Il 13 giugno memoria di sant’Antonio di Padova

L’arcobaleno di parole

 L’arcobaleno  di parole   QUO-131
12 giugno 2021

Antonio, ossia l’arte della parola. È poeta del Cielo, Antonio di Padova, un misero saio e versi d’oro gemmati perché le sue parole non sono semplici, bensì cristalli preziosi di teologia. Fiamme che riescono a entrare nel cuore così dirette e forti da riuscire a penetrare nell’intimo di ognuno, suscitando in qualsiasi persona la ricerca di Dio. In fondo, si sa, le parole ispirate dal Signore hanno questa peculiarità: infondere nell’animo dei fedeli coraggio e speranza. Riescono ad avvicinarlo meglio all’Assoluto.

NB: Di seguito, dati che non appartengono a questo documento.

PR #1909, opened 2025-11-10
kata.runtime-rs: init

katexochen:
- [ ] [regression, TDX](https://github.com/edgelesssys/contrast/actions/runs/25442516130) (fails, will be addressed in a follow-up)
- [x] [regression, SNP](https://github.com/edgelesssys/contrast/actions/runs/25495778305)


packages/by-name/kata/runtime-rs/package.nix
```diff
@@ -0,0 +1,83 @@
...
+
+  cargoTestFlags = [ "--bins" ];
+
+  checkFlags = [
+    "--skip=device::device_manager::tests::test_new_block_device"
+    "--skip=network::endpoint::endpoints_test::tests::test_ipvlan_construction"
+    "--skip=network::endpoint::endpoints_test::tests::test_macvlan_construction"
+    "--skip=network::endpoint::endpoints_test::tests::test_vlan_construction"
+    "--skip=test::test_new_hypervisor"
+  ];
```
burgerdev, line 65: Maybe add a comment that these require root privs (or why they can't be run otherwise).

packages/by-name/kata/runtime-rs/package.nix
```diff
@@ -0,0 +1,83 @@
...
+
+  # This is a placeholder to make this package compatible with the Go runtime,
+  # as the node-installer is configured to install this file.
+  # TODO(katexochen): Remove when switching to runtime-rs.
+  postInstall = ''
+    touch $out/bin/kata-runtime
```
burgerdev: I will probably be wondering what that 0-length file is supposed to be a few months down the road. How about populating it with the reason for its absence?

packages/by-name/kata/runtime/package.nix
```diff
@@ -132,6 +132,8 @@ buildGoModule (finalAttrs: {
       # This is unlikely to be fixed in Kata upstream, but rather in the NVIDIA components.
       # Upstream issue: https://github.com/NVIDIA/sandbox-device-plugin/issues/46
       ./0019-shim-guess-CDI-devices-without-direct-match.patch
+
+      ./0020-runtime-rs-allow-initrd-AND-image-to-be-set.patch
```
burgerdev: This patch is referenced in 61b7843, but the patch file is only added in a later commit, and with a different index.

packages/by-name/kata/runtime/package.nix
```diff
@@ -134,6 +134,9 @@ buildGoModule (finalAttrs: {
       # Upstream issue: https://github.com/NVIDIA/sandbox-device-plugin/issues/46
       ./0020-shim-guess-CDI-devices-without-direct-match.patch
 
+      # Deny unknown fields where possible to ease migration. This isn't possible where flatten is used.
+      # TODO: upstream.
```
burgerdev: I suppose you could link https://github.com/kata-containers/kata-containers/pull/12756 now?

packages/by-name/kata/runtime/package.nix
```diff
@@ -137,6 +137,12 @@ buildGoModule (finalAttrs: {
       # Deny unknown fields where possible to ease migration. This isn't possible where flatten is used.
       # TODO: upstream.
       ./0021-runtime-rs-deny-unknown-fields-in-config.patch
+
+      # Use virtio-blk with serial name for initdata
+      # Our initdata-processor expects the initdata device to be present at /dev/disks/by-label/initdata,
+      # which requires the device to have a stable name. Using virtio-blk with a serial number achieves this.
+      # TODO: check if we can improve the situation upstream or implement a fallback in the initdata-processor.
```
burgerdev, line 161: I created https://github.com/kata-containers/kata-containers/issues/12764 for this.

nodeinstaller/internal/kataconfig/runtime_rs.go
```diff
@@ -20,10 +24,15 @@ var (
...
-func extraRuntimeConfig(config Config) Config {
-	// runtime-rs specific configuration.
+func extraRuntimeConfig(config Config, platform platforms.Platform) Config {
 	config.Runtime["name"] = "virt_container"
 	config.Runtime["hypervisor_name"] = "qemu"
 	config.Runtime["agent_name"] = "kata"
+	config.Runtime["experimental"] = []string{"force_guest_pull"}
+
+	config.Agent["kata"]["dial_timeout_ms"] = 1000
+	config.Agent["kata"]["reconnect_timeout_ms"] = 600000
```
burgerdev: This is likely a debug leftover, right? If not, please leave a comment for why it needs to be that high.

.github/workflows/e2e_runtime_rs.yml
```diff
@@ -0,0 +1,48 @@
...
+      fail-fast: false
+    name: "${{ matrix.platform.name }}"
+    uses: ./.github/workflows/e2e.yml
+    with:
+      skip-undeploy: false
+      test-name: ${{ matrix.test-name }}
+      platform: ${{ matrix.platform.name }}
+      runner: ${{ matrix.platform.runner }}
+      self-hosted: ${{ matrix.platform.self-hosted }}
+      debug-shell: true
```
burgerdev: Don't we need to change the `SET`?

https://github.com/edgelesssys/contrast/blob/be62ea5888eed10ab654dba6a96632740c1605df/.github/workflows/e2e.yml#L54-L59

nodeinstaller/internal/kataconfig/runtime_rs.go
```diff
@@ -0,0 +1,38 @@
...
+)
+
+func extraRuntimeConfig(config Config, platform platforms.Platform) Config {
+	config.Runtime["name"] = "virt_container"
+	config.Runtime["hypervisor_name"] = "qemu"
+	config.Runtime["agent_name"] = "kata"
+	config.Runtime["experimental"] = []string{"force_guest_pull"}
+
+	config.Agent["kata"]["dial_timeout_ms"] = 1000
+	config.Agent["kata"]["reconnect_timeout_ms"] = 60000
```
charludo, line 34: [seems still applicable](https://github.com/edgelesssys/contrast/pull/1909/#discussion_r3020601294)

overlays/sets/runtime-rs.nix
charludo, line 1: Would you like me to start working on the multi-set thing we talked about in the retro? Seems to become relevant once this is merged

nodeinstaller/internal/kataconfig/runtime_rs.go
burgerdev: I need to check the semantics - if it dials in a loop and each dial times out quickly that could be entirely correct, but that would be a significant change between runtime-go and runtime-rs.

overlays/sets/runtime-rs.nix
burgerdev: You mean for combining `debug` and `runtime-rs`? I don't think it's urgent, until we want to actually change the default runtime. From what I've seen during test runs, we're not exactly there yet.

charludo (approved):
- c45af0d8c0f940e05ec4517385090ce662b0e554 LGTM; 
- 92492110eea34bbc332c7db11621efcfdd16e698 LGTM;
- aac487d3607a6f53e845dbe3fe968225a8565ce8 LGTM;
- f85e5d1a2307d189588b1190c8803e5ea8a74517 LGTM.

nodeinstaller/internal/kataconfig/runtime_rs.go
burgerdev: Yep, the semantics changed such that the `reconnect_timeout_ms` defines how long individual connection attempts with `dial_timeout_ms` are tried, so this is actually the same (or close enough) as runtime-go.

burgerdev (approved):
I did some very minor changes in @katexochen's commits which are not worthy of re-review by a second team member.

burgerdev:
Current status: working on SNP, not working on TDX due to RTMR mismatch.

PR #1910, opened 2025-11-10
ci: collect discrete events, not pretty aggregates

burgerdev:
The default output of `kubectl events` is aggregated over similar kinds of events. This loses information about the exact timing of an event, which makes the default rendering pretty much useless for debugging. If the output format is yaml, all individual events will be reported back.


katexochen (approved):
noice!

PR #174, opened 2021-02-08
Refactoring validation of items and time_steps

jsmariegaard:
Refactoring the way we validate requested items and timesteps. no api change. no new functionality.


jsmariegaard:
I have worked a bit to improve the test coverage too (even though it was not really the purpose of this PR)

mikeio/dfs.py
```diff
@@ -58,15 +59,15 @@ def read(self, items=None, time_steps=None):
...
 
-        items, item_numbers, time_steps = self._get_valid_items_and_timesteps(
-            items, time_steps
-        )
+        item_numbers = valid_item_numbers(self._dfs.ItemInfo, items)
+        n_items = len(item_numbers)
+
+        time_steps = valid_timesteps(self._dfs.FileInfo, time_steps)
 
         for t in time_steps:
```
ecomodeller, line 67: Is this still necessary?

mikeio/dfsutil.py
```diff
@@ -0,0 +1,132 @@
...
+    item_lookup = {name: i for i, name in enumerate(names)}
+    try:
+        item_numbers = [item_lookup[x] for x in item_names]
+    except KeyError:
+        raise KeyError(f"Selected item name not found. Valid names are {names}")
+
+    return item_numbers
+
+
+def get_item_info(dfsItemInfo, item_numbers):
```
ecomodeller, line 109: Add default argument to item_numbers (default should be all items)

mikeio/dfs.py
```diff
@@ -13,6 +13,7 @@
 )
 from .eum import ItemInfo, TimeStepUnit, EUMType, EUMUnit
 from .custom_exceptions import DataDimensionMismatch, ItemNumbersError
+from .dfsutil import valid_item_numbers, valid_timesteps, get_item_info
```
ecomodeller, line 16: Rename dfsutil to _dfsutil to indicate it is for internal use?

ecomodeller (approved):

mikeio/dfs.py
jsmariegaard: I assume that you're referring to the lines below:

        for t in time_steps:
            if t > (self.n_timesteps - 1):
                raise IndexError(f"Timestep {t} is > {self.n_timesteps-1}")

which I have now deleted

mikeio/dfsutil.py
jsmariegaard: Done

mikeio/dfs.py
jsmariegaard: Maybe. But perhaps **better to rename the methods to underscore** _variants()? I looked at this https://stackoverflow.com/questions/3602110/python-private-module-in-a-package and https://stackoverflow.com/questions/55157525/leading-underscore-before-the-name-of-python-module  "In the Python standard library, a leading underscore in a module name may denote an accelerator module: a module written in C that provides a more performant implementation of the pure Python version" https://www.python.org/dev/peps/pep-0399/#details

jsmariegaard: agreed to rename methods instead of module (on phone)

PR #185, opened 2021-02-17
new method extract_surface_from_3d

jsmariegaard:
Construct a dfsu 2d file with a surface elevation item, based on zn node coordinates of dfsu 3d file.


jsmariegaard:
test is on the way

PR #194, opened 2021-04-06
Abstract base class as contract for common props

ecomodeller:
To ensure consistent naming of properties across classes.

Now it is clear that:
- `Dataset`
- `Dfs0`
- `Dfs1`
- `Dfs2`
- `Dfsu`

all have the same properties like  `start_time` and `end_time`.


jsmariegaard (approved):
Good idea with these "interfaces"!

La devozione popolare però — da tempo — sembra quasi aver relegato questo santo solamente all’iconografia a cui si è tutti un po’ abituati: Antonio di Padova e il pane, il giglio, il Bambino Gesù stretto tra le sue braccia. Tutte immagini che — seppur di indubbia corrispondenza alla verità biografica — bisogna comunque ammettere che non rendono del tutto giustizia al santo. Rimane dunque necessario ricordare che Antonio di Padova fu proclamato da Pio xii , nel 1946, Dottore della Chiesa.

La vita di Antonio è stata sì una partitura musicale costellata da episodi prodigiosi, con il contrappunto di innumerevoli miracoli tramandati da una tradizione orale e scritta che riempirebbe pagine e pagine di libri, ma il Santo di Padova è stato — soprattutto — superbo predicatore. Anzi, per usare un linguaggio di oggi, si potrebbe ben definire un eccelso comunicatore della Chiesa. Se fosse vissuto nel mondo cibernetico, avrebbe inondato il web di video su youtube e cinguettii su twitter, accompagnati da qualche immagine su instagram.

Basterebbe solo leggere qualche frase dei Sermones — la grande opera letteraria e teologica che purtroppo sembra essere troppe volte dimenticata — per rendersi subito conto della forza della sua parola, dello stile, del linguaggio che, seppur ammantato di una elegante e ricercata poeticità, riesce a trasmettere sic et simpliciter il messaggio. «Cristo, che è la tua vita, sta appeso davanti a te, perché tu guardi nella croce come in uno specchio. Lì potrai conoscere quanto mortali furono le tue ferite. Se guarderai bene, potrai renderti conto di quanto grandi siano la tua dignità umana e il tuo valore. In nessun altro luogo l’uomo può meglio rendersi conto di quanto egli valga, che guardandosi nello specchio della croce» (Sermones Dominicales et Festivi iii ).

In questa frase sembra quasi vivere ciò che il poeta Khalil Gibran scriverà secoli dopo: «Bellezza è l’eternità che si contempla in uno specchio; e noi siamo l’eternità, e noi siamo lo specchio».

Il poeta Antonio, però, trova l’apice del suo ingegno teologico, della sua sublime poeticità quando il tema dei suoi Sermones è la Vergine Maria. In questo caso, egli tocca vertici poetici che riecheggiano del Medioevo dei trovatori. Un esempio lampante? La sua descrizione di Maria che — a distanza di secoli — affascina il lettore e lo proietta nella luce inestinguibile della Vergine: «Contempla l’arcobaleno, considera cioè la bellezza, la santità, la dignità della beata Vergine Maria e benedici con il cuore, con la bocca e con le opere il suo Figlio, che così l’ha voluta. Ella avvolse il cielo, cioè circondò la divinità, con un cerchio di gloria, vale a dire con la sua gloriosa umanità. Orsù, dunque, nostra Signora, unica speranza! Illumina, ti supplichiamo, la nostra mente con lo splendore della tua grazia, purificala con il candore della tua purezza, riscaldala con il calore della tua presenza. Riconcilia tutti noi con il tuo Figlio, affinché possiamo giungere allo splendore della sua gloria» (Sermones Annuntiationis Beatae Mariae Virginis). Dunque non rimane altro che incamminarsi verso questa via del Cielo, segnata dai versi del santo. Sono loro a dipingere il cuore degli uomini con i colori dell’arcobaleno, grazie all’arte della parola.